According to S&P Global, the COVID-19 pandemic caused a “perfect storm” for financial services companies, which witnessed a 238 percent increase in cyber attacks in a few short months. Risks that we always knew were there have been spotlighted and accentuated. Now, a report from BAI Banking Outlook shows the scale of the cyber fraud issue and outlines what banks can do to minimize risks and build cyber resilience into their business.
Losses from cyber fraud have been rising for many years. According to PwC, losses from 2018 to 2020 amounted to $42 billion. In an environment of ever more digital financial products and services, both banks and their customers struggle with criminals using fraudulent identities to steal funds. Yet the BAI Banking Outlook’s survey of four generations of customers paints a picture that’s worse than many banking executives might have expected.

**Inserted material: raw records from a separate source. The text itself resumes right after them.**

PR #1389, opened 2022-10-25
Add support for readinto in FileIO

Shelnutt2:
The readinto is needed for a complete implemention of the `io.RawIOBase` interface.

### DIFF
--- a/tiledb/vfs.py
+++ b/tiledb/vfs.py
@@ -1,3 +1,4 @@
+from copy import copy
 import io
 from typing import List, Optional, Type, TYPE_CHECKING, Union
 from types import TracebackType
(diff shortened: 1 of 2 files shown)


tiledb/vfs.py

Customer’s fraud fears aren’t unfounded
The nightmare of identity theft is a clear and present danger. In fact, when asked in August 2020, every generation of customer said that their fear of fraud had increased over the previous six months. This was particularly acute among Millennials, 55 percent of whom said their concerns had grown.

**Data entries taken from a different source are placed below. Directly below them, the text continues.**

PR #1390, opened 2022-10-25
Release 0.17.6

nguyenv:
* This is a release branch that will not be merged into dev
* This is still linked against 2.11.3
* It includes bug fixes for moving `Attr` out of Cython and issues with writing empty/null strings to arrays

### DIFF
--- a/HISTORY.md
+++ b/HISTORY.md
@@ -1,8 +1,8 @@
-# In Progress
+# TileDB-Py 0.17.6 Release Notes
 
 ## Bug Fixes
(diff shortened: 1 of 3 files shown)


ihnorton:
If the windows builds fail here, we might need to target [this commit](https://github.com/TileDB-Inc/TileDB/commit/502b0dda8e28f736f3ea6abadbf24002e740c738) with the curl download fix, on the core release-2.11 branch.

nguyenv:
No merge

PR #1398, opened 2022-10-28
Fix Whitespace Handling in Query Conditions

nguyenv:
- Wrap the query condition in parenthesis prior to parsing with AST to support multi-line continuation and whitespace padding that would be valid in Python if-cond statements


johnkerl (commented):
can we also check for embedded newline?

johnkerl (approved):
✨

It’s clear from the research that these customers had good reasons to worry—every generation reported having been a victim of fraud or identity theft in the previous 12 months. Again, Millennials had it the worst, with more than two-thirds saying they had been affected. As a result of this, fraud has become the number-one barrier to customers using digital banking tools, the BAI Banking Outlook reports.
However, there is some good news for banks and financial services companies: many customers are currently satisfied that their banks are doing the right things to handle cyber security threats. Gen X, at 76 percent, had the most positive response, while Boomers, at 63 percent, were the least positive. While this is encouraging, there’s also a note of caution: when asked what type of fraud the bank had experienced, 16 percent of bank executives said they didn’t know.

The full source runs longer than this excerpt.